After finding the line with "There should be" in the entries below, retype exactly each line from there through the line with "Python 3.6 offers", including that final line.
Start of Input material
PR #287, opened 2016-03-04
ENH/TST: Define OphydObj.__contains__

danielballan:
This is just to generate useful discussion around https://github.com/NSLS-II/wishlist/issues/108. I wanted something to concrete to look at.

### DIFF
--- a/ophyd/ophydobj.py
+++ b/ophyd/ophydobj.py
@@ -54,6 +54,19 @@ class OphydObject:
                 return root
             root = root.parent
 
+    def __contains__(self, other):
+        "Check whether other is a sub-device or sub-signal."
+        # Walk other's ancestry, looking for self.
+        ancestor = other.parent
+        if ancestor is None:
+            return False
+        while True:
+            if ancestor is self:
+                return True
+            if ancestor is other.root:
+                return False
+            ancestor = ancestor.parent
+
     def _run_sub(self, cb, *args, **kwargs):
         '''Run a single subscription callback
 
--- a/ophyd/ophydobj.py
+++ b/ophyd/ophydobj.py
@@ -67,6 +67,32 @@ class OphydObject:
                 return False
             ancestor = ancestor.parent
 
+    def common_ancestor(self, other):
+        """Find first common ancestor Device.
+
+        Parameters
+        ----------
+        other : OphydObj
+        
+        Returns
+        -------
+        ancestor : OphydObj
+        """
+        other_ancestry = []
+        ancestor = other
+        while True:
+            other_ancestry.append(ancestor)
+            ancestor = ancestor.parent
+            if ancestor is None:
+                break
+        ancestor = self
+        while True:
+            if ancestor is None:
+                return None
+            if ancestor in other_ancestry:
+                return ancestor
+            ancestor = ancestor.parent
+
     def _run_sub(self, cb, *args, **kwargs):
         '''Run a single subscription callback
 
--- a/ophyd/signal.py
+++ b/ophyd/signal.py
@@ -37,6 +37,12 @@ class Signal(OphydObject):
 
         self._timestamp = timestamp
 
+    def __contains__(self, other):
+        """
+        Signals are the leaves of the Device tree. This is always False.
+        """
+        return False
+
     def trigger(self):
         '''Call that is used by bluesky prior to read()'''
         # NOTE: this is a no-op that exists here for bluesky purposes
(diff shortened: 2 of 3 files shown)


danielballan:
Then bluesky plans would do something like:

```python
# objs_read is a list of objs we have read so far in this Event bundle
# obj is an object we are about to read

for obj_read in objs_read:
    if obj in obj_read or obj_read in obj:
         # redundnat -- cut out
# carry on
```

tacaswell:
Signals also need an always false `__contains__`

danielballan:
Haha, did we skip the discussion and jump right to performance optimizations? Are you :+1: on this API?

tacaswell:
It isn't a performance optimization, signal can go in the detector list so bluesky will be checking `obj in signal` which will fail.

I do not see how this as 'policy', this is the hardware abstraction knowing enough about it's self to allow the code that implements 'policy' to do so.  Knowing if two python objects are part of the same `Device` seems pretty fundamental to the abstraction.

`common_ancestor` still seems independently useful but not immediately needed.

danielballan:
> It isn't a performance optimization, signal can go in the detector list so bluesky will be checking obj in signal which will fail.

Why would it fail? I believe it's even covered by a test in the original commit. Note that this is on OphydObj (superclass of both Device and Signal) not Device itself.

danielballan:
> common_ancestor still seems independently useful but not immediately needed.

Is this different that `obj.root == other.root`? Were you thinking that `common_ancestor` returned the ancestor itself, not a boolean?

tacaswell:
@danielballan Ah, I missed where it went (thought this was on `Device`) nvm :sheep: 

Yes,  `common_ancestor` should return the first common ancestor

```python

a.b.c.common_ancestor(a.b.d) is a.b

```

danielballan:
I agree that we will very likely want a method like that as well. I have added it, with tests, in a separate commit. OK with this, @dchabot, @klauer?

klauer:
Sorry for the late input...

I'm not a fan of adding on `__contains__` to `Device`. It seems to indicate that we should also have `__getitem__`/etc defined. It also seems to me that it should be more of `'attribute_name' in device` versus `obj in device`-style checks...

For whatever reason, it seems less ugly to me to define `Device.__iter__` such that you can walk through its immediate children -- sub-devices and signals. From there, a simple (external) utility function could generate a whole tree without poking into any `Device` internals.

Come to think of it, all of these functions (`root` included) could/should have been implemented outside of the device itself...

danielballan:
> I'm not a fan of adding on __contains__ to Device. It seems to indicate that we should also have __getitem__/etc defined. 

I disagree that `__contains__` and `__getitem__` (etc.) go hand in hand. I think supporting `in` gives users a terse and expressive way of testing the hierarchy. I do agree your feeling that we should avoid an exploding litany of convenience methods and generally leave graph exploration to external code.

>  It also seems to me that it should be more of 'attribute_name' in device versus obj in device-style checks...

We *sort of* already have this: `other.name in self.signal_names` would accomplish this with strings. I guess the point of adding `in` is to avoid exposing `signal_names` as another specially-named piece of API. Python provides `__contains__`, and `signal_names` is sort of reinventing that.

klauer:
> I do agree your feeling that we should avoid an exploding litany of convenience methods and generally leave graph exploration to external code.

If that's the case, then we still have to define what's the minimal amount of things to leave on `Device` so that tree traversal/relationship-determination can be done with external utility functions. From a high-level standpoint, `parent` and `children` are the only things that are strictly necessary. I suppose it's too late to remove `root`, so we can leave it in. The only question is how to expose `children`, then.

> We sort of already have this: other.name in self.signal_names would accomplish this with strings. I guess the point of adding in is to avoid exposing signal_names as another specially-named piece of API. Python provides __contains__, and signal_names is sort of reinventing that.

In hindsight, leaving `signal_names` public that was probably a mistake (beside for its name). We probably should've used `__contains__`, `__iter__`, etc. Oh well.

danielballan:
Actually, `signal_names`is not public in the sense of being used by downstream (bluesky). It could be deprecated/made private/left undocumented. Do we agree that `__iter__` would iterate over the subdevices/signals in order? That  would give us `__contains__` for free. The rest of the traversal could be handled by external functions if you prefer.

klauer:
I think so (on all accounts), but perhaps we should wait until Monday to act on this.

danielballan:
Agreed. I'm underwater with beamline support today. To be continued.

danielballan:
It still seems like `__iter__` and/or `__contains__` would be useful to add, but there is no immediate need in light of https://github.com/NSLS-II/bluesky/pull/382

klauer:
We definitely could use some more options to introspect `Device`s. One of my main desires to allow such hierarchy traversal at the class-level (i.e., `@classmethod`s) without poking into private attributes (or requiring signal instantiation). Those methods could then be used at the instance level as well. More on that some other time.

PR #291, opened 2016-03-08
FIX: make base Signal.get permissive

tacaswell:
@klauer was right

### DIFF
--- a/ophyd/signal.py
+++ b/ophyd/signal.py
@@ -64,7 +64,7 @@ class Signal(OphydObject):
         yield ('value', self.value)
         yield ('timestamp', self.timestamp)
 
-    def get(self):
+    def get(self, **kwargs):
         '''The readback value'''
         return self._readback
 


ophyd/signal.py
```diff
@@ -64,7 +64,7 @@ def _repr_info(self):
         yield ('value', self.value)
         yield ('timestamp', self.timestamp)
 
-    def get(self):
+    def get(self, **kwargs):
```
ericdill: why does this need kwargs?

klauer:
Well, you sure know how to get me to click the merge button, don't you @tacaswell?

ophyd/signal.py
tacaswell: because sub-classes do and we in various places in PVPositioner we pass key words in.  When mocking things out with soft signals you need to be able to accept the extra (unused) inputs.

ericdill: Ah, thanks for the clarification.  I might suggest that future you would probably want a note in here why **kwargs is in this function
End of Input material
Start of Input material
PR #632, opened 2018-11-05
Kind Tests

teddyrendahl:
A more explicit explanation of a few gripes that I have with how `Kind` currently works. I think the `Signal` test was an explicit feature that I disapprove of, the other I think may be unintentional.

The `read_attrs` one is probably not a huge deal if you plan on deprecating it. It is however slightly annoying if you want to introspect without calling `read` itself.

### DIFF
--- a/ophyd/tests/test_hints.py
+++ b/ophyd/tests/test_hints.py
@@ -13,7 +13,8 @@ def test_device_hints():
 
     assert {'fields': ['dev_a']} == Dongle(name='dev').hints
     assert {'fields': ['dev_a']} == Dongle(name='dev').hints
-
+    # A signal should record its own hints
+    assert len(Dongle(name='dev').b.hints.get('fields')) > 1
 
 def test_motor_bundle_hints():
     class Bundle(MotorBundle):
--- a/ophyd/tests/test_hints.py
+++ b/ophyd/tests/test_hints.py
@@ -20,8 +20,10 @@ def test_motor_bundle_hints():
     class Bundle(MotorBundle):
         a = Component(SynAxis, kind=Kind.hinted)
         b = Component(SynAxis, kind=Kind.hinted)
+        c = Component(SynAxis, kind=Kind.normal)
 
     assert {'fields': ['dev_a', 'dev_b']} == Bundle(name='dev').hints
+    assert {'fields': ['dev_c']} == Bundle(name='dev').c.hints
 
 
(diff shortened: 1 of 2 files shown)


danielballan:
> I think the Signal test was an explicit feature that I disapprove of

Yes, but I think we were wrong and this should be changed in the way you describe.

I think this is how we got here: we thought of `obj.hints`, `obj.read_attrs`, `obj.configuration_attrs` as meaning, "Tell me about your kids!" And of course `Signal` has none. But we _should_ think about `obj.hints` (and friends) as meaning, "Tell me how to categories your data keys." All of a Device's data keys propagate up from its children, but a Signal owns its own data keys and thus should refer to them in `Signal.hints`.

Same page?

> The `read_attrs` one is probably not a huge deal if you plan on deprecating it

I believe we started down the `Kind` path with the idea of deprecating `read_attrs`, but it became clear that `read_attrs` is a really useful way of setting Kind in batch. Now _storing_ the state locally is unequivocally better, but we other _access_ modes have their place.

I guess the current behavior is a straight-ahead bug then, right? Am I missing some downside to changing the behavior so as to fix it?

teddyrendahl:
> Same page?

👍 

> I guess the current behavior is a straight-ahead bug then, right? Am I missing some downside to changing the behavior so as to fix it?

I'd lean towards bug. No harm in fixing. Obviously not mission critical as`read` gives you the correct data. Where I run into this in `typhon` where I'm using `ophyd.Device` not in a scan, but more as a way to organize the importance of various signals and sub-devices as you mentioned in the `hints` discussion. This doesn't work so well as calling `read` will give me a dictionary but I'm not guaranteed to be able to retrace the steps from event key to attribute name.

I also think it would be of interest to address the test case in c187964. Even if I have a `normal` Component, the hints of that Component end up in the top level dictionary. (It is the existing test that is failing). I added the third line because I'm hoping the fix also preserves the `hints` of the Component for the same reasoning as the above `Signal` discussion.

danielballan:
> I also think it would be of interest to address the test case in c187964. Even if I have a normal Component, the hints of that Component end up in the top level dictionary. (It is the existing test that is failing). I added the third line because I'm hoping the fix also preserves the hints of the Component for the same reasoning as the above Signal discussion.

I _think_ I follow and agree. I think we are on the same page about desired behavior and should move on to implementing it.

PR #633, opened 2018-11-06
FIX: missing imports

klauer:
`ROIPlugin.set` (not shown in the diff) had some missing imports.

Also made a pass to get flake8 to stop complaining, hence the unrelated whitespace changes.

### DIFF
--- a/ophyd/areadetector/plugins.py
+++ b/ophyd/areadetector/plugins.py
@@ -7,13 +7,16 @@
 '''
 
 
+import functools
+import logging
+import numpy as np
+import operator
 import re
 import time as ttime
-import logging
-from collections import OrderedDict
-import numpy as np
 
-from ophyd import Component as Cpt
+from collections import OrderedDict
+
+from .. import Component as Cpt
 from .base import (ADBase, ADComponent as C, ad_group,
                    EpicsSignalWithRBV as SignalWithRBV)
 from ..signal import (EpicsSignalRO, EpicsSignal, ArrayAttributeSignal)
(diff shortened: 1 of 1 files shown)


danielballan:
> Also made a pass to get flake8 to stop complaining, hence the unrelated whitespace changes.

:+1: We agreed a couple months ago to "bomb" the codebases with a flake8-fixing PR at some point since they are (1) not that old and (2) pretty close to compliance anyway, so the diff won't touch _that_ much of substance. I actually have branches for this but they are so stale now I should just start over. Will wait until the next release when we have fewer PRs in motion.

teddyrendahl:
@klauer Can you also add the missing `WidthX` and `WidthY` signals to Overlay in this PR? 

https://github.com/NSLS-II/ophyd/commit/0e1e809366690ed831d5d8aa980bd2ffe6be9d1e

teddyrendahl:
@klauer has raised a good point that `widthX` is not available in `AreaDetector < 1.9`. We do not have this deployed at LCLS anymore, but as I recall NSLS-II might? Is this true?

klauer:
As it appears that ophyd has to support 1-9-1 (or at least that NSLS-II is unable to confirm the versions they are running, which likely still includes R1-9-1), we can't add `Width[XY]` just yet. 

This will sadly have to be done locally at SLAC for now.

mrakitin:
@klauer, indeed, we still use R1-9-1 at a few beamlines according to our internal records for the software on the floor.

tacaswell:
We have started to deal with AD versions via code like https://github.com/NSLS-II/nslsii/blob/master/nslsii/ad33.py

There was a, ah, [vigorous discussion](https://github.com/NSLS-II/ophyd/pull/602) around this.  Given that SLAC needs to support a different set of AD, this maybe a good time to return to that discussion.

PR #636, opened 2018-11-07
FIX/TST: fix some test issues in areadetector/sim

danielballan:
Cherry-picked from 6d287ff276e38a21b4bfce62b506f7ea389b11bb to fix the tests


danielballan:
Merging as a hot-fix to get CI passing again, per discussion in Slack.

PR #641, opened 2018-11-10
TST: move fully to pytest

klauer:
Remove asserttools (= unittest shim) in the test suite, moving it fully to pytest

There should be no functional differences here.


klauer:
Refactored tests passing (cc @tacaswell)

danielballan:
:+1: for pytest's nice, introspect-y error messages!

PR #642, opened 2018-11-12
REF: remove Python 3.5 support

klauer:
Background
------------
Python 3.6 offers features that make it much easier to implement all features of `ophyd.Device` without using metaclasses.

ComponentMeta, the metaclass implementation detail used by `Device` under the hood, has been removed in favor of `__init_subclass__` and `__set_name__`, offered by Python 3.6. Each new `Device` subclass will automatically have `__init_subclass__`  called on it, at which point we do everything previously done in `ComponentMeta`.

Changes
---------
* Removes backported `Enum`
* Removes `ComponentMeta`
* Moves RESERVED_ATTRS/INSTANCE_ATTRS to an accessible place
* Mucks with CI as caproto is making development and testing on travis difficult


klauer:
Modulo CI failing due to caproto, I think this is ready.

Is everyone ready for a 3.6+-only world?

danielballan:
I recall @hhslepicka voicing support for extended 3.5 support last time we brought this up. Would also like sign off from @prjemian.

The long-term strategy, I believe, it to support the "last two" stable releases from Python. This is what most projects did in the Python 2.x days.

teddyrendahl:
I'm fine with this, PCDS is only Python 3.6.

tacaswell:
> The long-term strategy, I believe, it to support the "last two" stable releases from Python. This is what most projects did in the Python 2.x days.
End of Input material
» Expected answer:
There should be no functional differences here.


klauer:
Refactored tests passing (cc @tacaswell)

danielballan:
:+1: for pytest's nice, introspect-y error messages!

PR #642, opened 2018-11-12
REF: remove Python 3.5 support

klauer:
Background
------------
Python 3.6 offers features that make it much easier to implement all features of `ophyd.Device` without using metaclasses.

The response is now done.